### WHAT YOU ARE ASKED TO DO:
Copy all the lines of the data that include the word "runs".

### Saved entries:
◇ ◇ ◇ ◇ ◇ ◇ ◇

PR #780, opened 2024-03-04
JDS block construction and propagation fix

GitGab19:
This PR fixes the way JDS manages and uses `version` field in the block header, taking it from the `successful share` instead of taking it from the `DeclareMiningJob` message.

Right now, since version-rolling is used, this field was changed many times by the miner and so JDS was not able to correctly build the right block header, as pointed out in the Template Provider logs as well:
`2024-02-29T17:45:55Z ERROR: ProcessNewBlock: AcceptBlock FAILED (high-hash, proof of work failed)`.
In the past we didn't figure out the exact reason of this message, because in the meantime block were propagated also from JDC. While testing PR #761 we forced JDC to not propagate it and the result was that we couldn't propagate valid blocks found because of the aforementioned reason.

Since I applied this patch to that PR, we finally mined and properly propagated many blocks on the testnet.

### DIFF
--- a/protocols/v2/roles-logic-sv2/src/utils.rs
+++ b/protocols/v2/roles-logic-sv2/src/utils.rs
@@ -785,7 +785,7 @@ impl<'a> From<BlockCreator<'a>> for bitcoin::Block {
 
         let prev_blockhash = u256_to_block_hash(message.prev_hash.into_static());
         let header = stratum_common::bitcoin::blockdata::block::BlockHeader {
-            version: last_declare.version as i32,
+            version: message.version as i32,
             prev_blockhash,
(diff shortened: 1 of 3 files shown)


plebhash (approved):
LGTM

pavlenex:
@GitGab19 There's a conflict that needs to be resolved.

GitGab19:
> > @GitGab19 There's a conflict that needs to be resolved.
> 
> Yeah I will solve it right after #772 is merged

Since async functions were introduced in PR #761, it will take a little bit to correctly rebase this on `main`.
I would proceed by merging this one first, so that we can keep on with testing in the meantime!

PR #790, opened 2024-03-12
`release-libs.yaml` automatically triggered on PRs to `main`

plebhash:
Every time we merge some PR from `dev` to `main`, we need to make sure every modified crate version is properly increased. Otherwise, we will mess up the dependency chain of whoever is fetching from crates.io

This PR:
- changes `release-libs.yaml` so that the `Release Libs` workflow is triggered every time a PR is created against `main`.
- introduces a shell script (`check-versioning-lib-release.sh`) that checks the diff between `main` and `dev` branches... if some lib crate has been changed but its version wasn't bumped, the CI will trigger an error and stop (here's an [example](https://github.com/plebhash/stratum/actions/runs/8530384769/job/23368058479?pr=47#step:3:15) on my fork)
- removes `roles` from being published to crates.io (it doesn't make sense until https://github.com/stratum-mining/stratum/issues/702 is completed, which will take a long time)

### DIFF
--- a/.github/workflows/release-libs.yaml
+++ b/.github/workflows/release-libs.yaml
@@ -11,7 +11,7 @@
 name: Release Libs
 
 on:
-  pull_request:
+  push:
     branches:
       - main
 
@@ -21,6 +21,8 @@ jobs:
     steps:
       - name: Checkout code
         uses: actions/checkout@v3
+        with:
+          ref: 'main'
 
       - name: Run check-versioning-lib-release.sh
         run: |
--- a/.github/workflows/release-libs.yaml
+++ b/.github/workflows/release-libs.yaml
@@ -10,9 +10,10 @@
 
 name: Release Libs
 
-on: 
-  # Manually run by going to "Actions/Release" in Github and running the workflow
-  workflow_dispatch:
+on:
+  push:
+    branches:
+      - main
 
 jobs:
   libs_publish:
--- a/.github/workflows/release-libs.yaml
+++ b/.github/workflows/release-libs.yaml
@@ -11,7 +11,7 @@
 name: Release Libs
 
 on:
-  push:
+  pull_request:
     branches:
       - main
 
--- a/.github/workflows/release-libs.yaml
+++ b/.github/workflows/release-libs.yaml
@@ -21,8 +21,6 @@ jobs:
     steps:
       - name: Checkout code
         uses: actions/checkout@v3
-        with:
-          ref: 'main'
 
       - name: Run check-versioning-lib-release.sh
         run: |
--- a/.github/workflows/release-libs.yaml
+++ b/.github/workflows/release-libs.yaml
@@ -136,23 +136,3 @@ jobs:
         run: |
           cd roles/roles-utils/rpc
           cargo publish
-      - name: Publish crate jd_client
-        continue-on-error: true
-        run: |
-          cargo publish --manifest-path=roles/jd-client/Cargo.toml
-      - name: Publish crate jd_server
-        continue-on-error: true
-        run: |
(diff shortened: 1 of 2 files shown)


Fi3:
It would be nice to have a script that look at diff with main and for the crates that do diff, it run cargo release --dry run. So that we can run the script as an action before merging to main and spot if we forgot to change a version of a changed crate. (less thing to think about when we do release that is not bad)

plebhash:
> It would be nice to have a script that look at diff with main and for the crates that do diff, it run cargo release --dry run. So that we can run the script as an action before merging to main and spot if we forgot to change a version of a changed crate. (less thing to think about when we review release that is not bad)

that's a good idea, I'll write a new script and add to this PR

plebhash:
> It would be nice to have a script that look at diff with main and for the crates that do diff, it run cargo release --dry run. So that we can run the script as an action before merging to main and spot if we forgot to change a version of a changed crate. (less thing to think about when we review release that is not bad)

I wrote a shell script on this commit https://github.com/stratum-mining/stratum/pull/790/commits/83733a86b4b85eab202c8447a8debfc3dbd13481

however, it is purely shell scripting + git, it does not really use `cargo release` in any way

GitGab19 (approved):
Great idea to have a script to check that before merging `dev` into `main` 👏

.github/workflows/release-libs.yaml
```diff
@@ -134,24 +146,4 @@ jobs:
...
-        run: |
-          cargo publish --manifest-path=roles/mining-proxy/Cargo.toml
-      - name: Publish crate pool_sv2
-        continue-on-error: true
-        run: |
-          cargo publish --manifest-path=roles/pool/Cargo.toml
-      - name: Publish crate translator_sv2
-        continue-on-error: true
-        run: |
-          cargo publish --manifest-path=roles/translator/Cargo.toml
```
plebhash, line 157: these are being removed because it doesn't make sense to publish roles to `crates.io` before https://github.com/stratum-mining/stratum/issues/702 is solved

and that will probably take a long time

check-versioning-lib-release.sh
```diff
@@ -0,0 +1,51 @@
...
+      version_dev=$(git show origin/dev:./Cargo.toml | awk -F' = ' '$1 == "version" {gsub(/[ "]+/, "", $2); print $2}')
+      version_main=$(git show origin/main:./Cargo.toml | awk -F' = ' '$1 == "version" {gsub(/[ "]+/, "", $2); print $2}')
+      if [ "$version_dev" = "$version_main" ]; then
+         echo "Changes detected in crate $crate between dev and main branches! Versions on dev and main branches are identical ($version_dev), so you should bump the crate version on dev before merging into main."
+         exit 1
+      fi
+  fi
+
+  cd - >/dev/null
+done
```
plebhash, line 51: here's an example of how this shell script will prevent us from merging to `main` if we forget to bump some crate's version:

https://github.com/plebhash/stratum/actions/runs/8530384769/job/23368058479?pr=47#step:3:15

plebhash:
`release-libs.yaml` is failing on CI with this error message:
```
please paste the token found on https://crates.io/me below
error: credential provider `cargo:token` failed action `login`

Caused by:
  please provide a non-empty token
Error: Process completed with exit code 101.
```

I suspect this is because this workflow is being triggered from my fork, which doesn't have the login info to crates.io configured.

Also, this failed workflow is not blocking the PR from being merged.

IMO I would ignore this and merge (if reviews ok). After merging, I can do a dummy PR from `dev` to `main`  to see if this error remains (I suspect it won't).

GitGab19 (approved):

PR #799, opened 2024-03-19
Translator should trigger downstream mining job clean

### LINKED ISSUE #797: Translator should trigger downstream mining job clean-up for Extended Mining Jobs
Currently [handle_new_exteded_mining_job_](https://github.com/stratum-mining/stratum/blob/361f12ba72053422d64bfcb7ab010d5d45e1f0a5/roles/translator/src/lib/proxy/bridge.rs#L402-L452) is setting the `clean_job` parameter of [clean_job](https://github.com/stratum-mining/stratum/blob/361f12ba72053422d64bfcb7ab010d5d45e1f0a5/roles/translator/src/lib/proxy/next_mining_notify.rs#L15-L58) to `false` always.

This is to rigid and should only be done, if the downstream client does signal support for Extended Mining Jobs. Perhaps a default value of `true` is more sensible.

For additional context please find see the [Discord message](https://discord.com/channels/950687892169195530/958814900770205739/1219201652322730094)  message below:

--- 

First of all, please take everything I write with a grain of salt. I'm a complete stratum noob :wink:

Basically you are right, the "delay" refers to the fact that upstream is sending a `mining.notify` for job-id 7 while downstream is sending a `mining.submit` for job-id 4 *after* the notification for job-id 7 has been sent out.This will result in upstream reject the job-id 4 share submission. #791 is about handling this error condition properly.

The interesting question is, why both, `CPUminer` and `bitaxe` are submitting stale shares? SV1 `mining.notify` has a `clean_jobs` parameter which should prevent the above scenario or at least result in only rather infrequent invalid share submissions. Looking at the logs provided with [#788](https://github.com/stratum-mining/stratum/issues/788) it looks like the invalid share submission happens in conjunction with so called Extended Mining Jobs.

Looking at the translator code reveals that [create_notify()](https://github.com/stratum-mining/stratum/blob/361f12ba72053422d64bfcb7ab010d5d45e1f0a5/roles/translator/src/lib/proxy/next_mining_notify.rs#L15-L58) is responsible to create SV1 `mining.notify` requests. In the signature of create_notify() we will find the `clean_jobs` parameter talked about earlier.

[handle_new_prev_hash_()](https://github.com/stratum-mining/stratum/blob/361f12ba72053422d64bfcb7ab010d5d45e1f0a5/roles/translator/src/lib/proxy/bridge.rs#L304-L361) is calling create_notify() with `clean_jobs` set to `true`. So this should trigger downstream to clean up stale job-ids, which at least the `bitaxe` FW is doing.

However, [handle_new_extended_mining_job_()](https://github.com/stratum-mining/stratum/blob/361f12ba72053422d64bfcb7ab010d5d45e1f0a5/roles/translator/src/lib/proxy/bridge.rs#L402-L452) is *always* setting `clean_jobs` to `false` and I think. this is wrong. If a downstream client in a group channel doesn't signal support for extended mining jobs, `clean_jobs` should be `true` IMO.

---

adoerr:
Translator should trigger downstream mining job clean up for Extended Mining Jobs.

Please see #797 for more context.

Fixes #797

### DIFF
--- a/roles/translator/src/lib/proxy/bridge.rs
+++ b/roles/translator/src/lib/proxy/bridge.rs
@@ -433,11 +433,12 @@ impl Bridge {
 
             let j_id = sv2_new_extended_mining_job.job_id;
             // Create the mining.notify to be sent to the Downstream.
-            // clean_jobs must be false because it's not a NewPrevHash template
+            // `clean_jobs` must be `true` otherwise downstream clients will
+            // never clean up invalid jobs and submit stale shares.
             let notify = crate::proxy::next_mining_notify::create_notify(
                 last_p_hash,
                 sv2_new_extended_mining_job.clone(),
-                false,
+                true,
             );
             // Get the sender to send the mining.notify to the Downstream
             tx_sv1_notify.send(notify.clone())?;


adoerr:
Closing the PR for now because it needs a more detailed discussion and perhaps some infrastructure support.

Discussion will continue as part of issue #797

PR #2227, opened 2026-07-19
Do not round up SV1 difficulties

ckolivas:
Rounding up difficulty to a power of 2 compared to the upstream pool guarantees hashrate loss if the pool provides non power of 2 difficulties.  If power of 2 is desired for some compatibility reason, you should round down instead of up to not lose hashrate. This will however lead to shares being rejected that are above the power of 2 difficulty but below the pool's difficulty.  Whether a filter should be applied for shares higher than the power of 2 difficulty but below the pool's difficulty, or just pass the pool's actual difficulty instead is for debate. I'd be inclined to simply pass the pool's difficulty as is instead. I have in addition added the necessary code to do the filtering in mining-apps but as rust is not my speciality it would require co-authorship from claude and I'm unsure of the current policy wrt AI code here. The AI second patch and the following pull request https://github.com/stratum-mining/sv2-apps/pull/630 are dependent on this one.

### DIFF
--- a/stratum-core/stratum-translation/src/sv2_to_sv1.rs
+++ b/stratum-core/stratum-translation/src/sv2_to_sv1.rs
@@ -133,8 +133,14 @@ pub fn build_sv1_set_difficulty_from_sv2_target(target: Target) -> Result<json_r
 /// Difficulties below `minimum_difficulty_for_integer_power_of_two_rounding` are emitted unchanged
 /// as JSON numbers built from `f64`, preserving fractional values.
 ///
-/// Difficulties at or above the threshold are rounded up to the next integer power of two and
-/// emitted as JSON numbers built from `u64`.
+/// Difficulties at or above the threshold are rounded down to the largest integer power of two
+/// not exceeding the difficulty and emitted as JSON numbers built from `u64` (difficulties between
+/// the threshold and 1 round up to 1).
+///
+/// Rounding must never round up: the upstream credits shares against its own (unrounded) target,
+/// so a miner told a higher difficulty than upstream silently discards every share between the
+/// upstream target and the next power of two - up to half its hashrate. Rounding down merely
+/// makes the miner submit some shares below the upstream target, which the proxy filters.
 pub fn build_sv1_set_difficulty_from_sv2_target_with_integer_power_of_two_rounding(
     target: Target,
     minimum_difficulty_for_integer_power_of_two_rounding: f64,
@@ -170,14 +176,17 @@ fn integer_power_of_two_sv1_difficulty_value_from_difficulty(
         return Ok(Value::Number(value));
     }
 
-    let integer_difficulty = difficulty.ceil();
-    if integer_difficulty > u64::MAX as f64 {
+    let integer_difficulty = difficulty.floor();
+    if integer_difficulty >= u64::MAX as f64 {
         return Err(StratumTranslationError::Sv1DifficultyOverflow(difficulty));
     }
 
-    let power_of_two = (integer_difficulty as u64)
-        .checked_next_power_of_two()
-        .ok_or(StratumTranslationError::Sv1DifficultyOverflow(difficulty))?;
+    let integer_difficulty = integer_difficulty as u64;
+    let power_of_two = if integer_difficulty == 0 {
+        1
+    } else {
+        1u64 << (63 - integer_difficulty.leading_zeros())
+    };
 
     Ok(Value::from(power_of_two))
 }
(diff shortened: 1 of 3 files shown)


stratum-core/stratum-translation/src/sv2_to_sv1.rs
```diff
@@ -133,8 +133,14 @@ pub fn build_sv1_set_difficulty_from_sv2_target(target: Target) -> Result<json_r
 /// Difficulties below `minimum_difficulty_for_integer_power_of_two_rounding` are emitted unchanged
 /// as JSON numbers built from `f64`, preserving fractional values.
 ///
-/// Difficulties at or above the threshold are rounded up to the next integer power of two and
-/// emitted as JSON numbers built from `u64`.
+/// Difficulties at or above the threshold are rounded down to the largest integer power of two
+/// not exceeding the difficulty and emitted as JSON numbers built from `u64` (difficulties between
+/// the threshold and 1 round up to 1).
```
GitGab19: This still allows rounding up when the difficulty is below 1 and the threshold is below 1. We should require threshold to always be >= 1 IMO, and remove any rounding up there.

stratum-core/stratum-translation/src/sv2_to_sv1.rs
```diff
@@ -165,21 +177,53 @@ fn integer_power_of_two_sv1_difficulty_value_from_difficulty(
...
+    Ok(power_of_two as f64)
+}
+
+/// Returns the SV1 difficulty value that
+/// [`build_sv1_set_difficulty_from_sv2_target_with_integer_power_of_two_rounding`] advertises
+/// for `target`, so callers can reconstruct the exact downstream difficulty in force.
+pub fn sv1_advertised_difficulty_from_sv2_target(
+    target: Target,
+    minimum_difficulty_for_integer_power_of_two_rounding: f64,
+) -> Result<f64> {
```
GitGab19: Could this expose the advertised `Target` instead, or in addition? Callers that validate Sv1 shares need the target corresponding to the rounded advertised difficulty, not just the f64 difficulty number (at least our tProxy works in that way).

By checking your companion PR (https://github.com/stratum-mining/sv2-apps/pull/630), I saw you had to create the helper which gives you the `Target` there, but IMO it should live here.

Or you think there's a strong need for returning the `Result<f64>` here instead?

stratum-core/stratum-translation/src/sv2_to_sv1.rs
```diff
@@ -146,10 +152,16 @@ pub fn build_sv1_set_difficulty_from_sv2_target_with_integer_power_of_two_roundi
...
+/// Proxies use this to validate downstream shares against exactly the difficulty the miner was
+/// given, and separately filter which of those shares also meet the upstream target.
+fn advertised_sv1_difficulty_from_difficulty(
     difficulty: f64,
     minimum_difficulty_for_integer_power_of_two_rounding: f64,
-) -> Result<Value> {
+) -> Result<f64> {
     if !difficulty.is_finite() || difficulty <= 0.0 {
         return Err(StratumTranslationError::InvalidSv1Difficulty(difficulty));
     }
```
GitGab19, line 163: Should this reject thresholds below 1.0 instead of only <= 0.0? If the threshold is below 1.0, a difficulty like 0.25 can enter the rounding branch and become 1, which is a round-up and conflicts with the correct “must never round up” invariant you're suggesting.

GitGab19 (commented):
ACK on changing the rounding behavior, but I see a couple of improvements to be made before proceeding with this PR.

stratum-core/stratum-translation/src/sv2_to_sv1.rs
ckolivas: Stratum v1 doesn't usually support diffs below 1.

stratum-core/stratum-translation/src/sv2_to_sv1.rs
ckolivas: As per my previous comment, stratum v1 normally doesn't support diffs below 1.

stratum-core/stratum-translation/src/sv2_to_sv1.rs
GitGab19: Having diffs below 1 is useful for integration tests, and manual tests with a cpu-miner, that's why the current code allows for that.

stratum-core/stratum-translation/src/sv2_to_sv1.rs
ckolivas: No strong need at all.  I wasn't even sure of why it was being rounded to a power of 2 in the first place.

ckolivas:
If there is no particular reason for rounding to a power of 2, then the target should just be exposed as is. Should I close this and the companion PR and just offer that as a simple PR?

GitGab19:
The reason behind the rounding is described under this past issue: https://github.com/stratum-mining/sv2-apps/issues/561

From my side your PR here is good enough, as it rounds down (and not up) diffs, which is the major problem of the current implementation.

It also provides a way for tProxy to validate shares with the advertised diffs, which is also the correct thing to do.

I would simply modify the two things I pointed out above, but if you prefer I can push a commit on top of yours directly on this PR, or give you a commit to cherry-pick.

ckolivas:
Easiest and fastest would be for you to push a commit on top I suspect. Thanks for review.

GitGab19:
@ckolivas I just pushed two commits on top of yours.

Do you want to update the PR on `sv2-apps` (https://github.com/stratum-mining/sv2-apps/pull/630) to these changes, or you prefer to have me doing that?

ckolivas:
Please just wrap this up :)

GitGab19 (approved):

◇ ◇ ◇ ◇ ◇ ◇ ◇

### ANSWER:
- introduces a shell script (`check-versioning-lib-release.sh`) that checks the diff between `main` and `dev` branches... if some lib crate has been changed but its version wasn't bumped, the CI will trigger an error and stop (here's an [example](https://github.com/plebhash/stratum/actions/runs/8530384769/job/23368058479?pr=47#step:3:15) on my fork)
https://github.com/plebhash/stratum/actions/runs/8530384769/job/23368058479?pr=47#step:3:15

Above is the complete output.